待機児童解消を推進したい政権側の方針に基づき、首相官邸の全世代型社会保障検討会議や財政制度等審議会(財政審)財政制度分科会での論議を基に、児童手当の給付が見直されてきています。
児童手当の所得制限を主たる生計維持者(多くの場合は世帯主)から父母合算に変更するとともに、所得制限を超えても認められている児童1人あたり月5,000円の特例給付を0円にすることが検討されました。
父母合算に変更することに関しては見送られましたが、高所得者への不支給については2020年(令和2年)12月15日に閣議決定された「全世代型社会保障改革の方針」に盛り込まれ、2022年10月から改正される方向です。

目次
現行制度:本則と特例の2本立て
現行の児童手当制度では、父母のうちいずれか所得の高い人が所得額「622万円 + 38万円 × 扶養親族等の数(※)」未満を満たす場合に、児童1人あたり月1万~1.5万円の本則給付が適用されます。
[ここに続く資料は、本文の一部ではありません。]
PR #1960, opened 2026-09-13
fix(skills): recurse through nested pptx group shapes in extract_text

### LINKED ISSUE #1894: [Bug]: pptx extract_text skips text and tables inside nested group shapes
### Duplicate check

### AgentOS version or commit

### Area
Tools

### Reproduction steps
1. Create a slide presentation containing nested group shapes (Group -> Group -> Shape/Table).
2. Run `extract_text.py deck.pptx` or call `_slide_text(slide)`.
3. Check the output text and JSON records.

### Expected behavior
All text and tables within group shapes should be extracted regardless of group nesting depth.

### Actual behavior
In `src/agentos/skills/bundled/pptx/scripts/extract_text.py`:
```python
def _slide_text(slide) -> list[str]:
    """Walk shapes (and one level of grouped shapes) collecting text."""
    out: list[str] = []
    for shape in slide.shapes:
        out.extend(_shape_text(shape))
        out.extend(_table_text(shape))
        if getattr(shape, "shape_type", None) and getattr(shape, "shapes", None):
            try:
                for inner in shape.shapes:
                    out.extend(_shape_text(inner))
                    out.extend(_table_text(inner))
            except (AttributeError, TypeError):
                pass
    return out
```
Only 1 level of group expansion is performed. If `inner` is itself a `GroupShape`, it does not have text or table attributes directly, and the code does not recurse into `inner.shapes`. All text and tables inside nested groups (depth >= 2) are silently ignored.

### Environment
- Windows 11, Python 3.12, python-pptx 1.0.2

yeziR4:
## Summary

Closes #1894.

`_slide_text` in the bundled pptx skill only expanded **one** level of grouped shapes, so text and tables nested two or more group levels deep were silently dropped from extraction output.

## Change

Replaced the one-level group expansion with a recursive walk (`_walk`), preserving output order (text, then table, then recurse into children) and the existing guard against non-group shape errors.

## Tests

Added `test_nested_group_shapes_are_walked_recursively` covering a group-in-group-in-...-leaf structure with both a text frame and a table at depth ≥ 2.


andreapn:
Thanks — #1894 is resolved by #2026. The recursive walk here is correct; #2026 was preferred for its real-deck tests (text at depths 1–3 plus a table at depth 2, and the `--json` CLI path) where this PR exercises only hand-rolled fakes, and for scoping the `except` so a malformed group cannot drop text already collected. The new test is also missing the blank line `ruff format` expects before `def`. Closing as superseded.

PR #1966, opened 2026-09-13
fix(gateway): pin a session's write lock while its turn is in flight

### LINKED ISSUE #1965: [Bug]: TaskRuntime's per-session write lock can be evicted mid-turn, breaking write serialization
### Duplicate check

### AgentOS version or commit

1ba54f6f06f9

### Area

CLI

### Reproduction steps

1. Start a turn for a session (TaskRuntime.enqueue / _execute). Note that
   `_execute` fetches `write_lock = self._session_locks.setdefault(session_key,
   asyncio.Lock())` once at the top, holds that Python object reference for
   the entire turn, and passes it into
   `_run_turn_handler_with_write_lock_bypass`, which registers `id(write_lock)`
   in the `_SESSION_LOCK_OWNER` / `_SESSION_LOCK_BYPASS_ONLY` contextvars
   (engine/runtime.py) for the whole turn handler call.

2. `write_lock` is only actually *held* for an instant (the no-op
   `async with write_lock: pass` right after it's fetched); for the rest of
   the (potentially long-running) turn it sits unlocked.

3. While that turn is still in flight, enough *other* sessions write into
   `TaskRuntime._session_locks` (a `BoundedRegistry`, ceiling 512 entries by
   default) to push it past its ceiling — ordinary session churn on a busy
   gateway.

4. `BoundedRegistry`'s eviction predicate for this registry is
   `evictable=lambda lock: not lock.locked()`. Since the in-flight turn's
   write lock is unlocked (step 2) and least-recently-touched, it is evicted.

5. Any subsequent caller for the same `session_key` — an RPC-triggered short
   write (rpc_sessions.py / channel_dispatch.py) or the turn's own
   `_session_write_context` — calls `get_session_lock(session_key)` /
   `_get_session_lock_for_turn(session_key)`, which does a fresh
   `setdefault` and gets a brand-new, different `asyncio.Lock` object.

Minimal repro of the underlying registry behavior (no gateway needed):

    import asyncio
    from agentos.util.bounded_registry import BoundedRegistry

    reg = BoundedRegistry(shape="session", max_entries=2,
                           evictable=lambda lock: not lock.locked())
    lock1 = reg.setdefault("target", asyncio.Lock())  # fetched, never locked
    reg.set("other-1", asyncio.Lock())
    reg.set("other-2", asyncio.Lock())                # pushes past ceiling
    assert "target" not in reg                        # evicted while still "in use"
    lock2 = reg.setdefault("target", asyncio.Lock())
    assert lock1 is not lock2                          # two different locks, same key

### Expected behavior

A session's write lock keeps the same object identity for the duration of
any turn that is actively using it, regardless of how many other sessions
churn through the registry in the meantime. Serialization between an
in-flight turn's internal transcript writes and any concurrent external
writer (RPC ingress, channel dispatch) for the same session must not
silently break just because unrelated sessions filled the registry.

### Actual behavior

Once evicted and replaced, the turn's own internal writes
(engine/runtime.py's `_session_write_context`) compare `id(lock)` against
the stale `id(write_lock)` recorded in `_SESSION_LOCK_BYPASS_ONLY`. The
comparison no longer matches, so the turn's internal write silently takes
the *unlocked* code path, while an independent RPC/channel-dispatch writer
for the same session_key acquires the new (different) lock object. The two
writers are no longer mutually exclusive — exactly the split-brain the
write-lock/execution-lock split (see the module docstring's "Lock ordering
invariant") was built to prevent.

This is a regression from #1867's (sic, #1867 is unrelated — the actual
migration commit is a1f16105 / "fix(util): bound every per-session registry
behind one shared primitive", closing #1131): before that migration,
`_session_locks` was a plain, never-evicted `dict[str, asyncio.Lock]`, so
this identity-churn window did not exist.

### Environment

Linux, Python 3.12, uv 0.8.17

yeziR4:
Fixes #1965

`TaskRuntime._execute()` fetches `_session_locks[session_key]` once at the
top of a turn but only actually holds it for an instant (the no-op
`async with write_lock: pass`); for the rest of the turn its *identity* is
what `engine.runtime`'s write-lock-bypass contextvars (`_SESSION_LOCK_OWNER`
/ `_SESSION_LOCK_BYPASS_ONLY`) key off of via `id(lock)`, so the turn's own
internal transcript writes recognize they're already serialized while
external RPC/channel_dispatch writers still acquire the real lock.

Between that instant and the end of the turn the lock sits unlocked, and
`BoundedRegistry`'s `evictable=lambda lock: not lock.locked()` treats an
idle lock as fair game the moment enough *other* sessions fill the registry
past its ceiling (512 by default) — ordinary session churn on a busy
gateway, and turns can run long enough for that churn to happen mid-turn.

Once evicted, the next caller for that `session_key` gets a *different*
`Lock` object via `setdefault`. The turn's internal writes then silently
stop being protected (the bypass check no longer matches, so they take the
unlocked path) while independent writers proceed against an unrelated lock
— the exact split-brain the write-lock/execution-lock split exists to
prevent.

## Fix

`TaskRuntime` now pins the write lock's object identity for the duration of
`_execute` via a small `_locks_pinned_for_turn` set, consulted by
`_session_locks`'s `evictable` predicate alongside the existing
`not lock.locked()` check. Eviction can now only reclaim a session whose
lock is both unlocked *and* not in use by an in-flight turn.

The execution lock needed no equivalent change — it stays held
(`locked()` is `True`) for the entire turn via its own `async with`, so it
was already correctly protected by the existing predicate.

## Testing
- Added `tests/test_gateway/test_task_runtime_write_lock_eviction.py`,
  reproducing the exact scenario: a long-running turn's write lock survives
  the registry being filled past its default ceiling by unrelated sessions.
  Confirmed it fails on the pre-fix code (the lock is evicted) and passes
  after the fix.
- `pytest tests/test_gateway/ tests/test_engine/test_session_lock_no_reentry.py`
  — 1477 passed (2 pre-existing, unrelated failures in `test_rpc_env.py`
  reproduce identically without this change).
- `ruff check` / `mypy` — clean.


andreapn:
Thanks for the report and the PR. #1965 has been resolved by #2045, which was merged — it applies the same refcounted `id(lock)` pin for both the write lock and the execution lock but keeps the `_execute` body unchanged (this PR re-indents the whole method, which would have conflicted with the #1984 fix in the same function). Closing this one.

PR #1974, opened 2026-09-13
fix(session): normalize display_name at the manager, not only at the RPC

### LINKED ISSUE #1973: [Bug]: SessionManager stores display_name unnormalized, so a cron job's --name reaches the session row raw
### Summary

`agentos.session.naming` opens with "Every write path funnels through
`normalize_session_name` so the stored value is already safe." That is not true:
only the RPC handlers call it. `SessionManager.create()` and `.update()` pass
`display_name` straight into the row, so a writer that reaches the manager
directly stores the name raw.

※70歳以上扶養親族等に関しては、44万円 × 扶養親族等の数
子供2人のサラリーマン・専業主婦世帯(扶養親族3人)を考えると、給与所得控除などから逆算して、世帯主の年収960万円が所得制限限度額です。ただし所得制限限度額以上でも、月額5,000円の特例給付はもらえます。
この扶養親族等は、年末調整や確定申告で記載する扶養親族や控除対象配偶者ですが、年収103万円を超える配偶者特別控除の対象者はカウントされません。
【関連記事】:新型コロナ緊急経済対策で児童手当上乗せへ(1)源泉徴収票で所得制限を理解しよう
【関連記事】:新型コロナ緊急経済対策で児童手当上乗せへ(2)確定申告書で所得制限を理解しよう
所得額の細かい計算方法については、関連記事にて触れております。
なお2020年は所得の計算方法も変わっているため、2020年の所得に基づいて支給される2021年度の所得制限は10万円ほど変更されることも考えられます。
父母合算の子育て制度が多く変更検討も見送りへ
所得基準の父母合算が検討された理由ですが、財政審の審議資料を確認する限り、父母合算の所得制限が複数の子育て制度に採用されていることが考えられます。
住民税額かそれに準ずるものを基準とする子育て制度が多いのですが、保育料は市町村民税所得割額(所得に応じた税額)の父母合算、高校授業料無償化に関する支援金も市町村民税所得割額に相当する「課税所得 × 6% – 調整控除」の父母合算が基準です。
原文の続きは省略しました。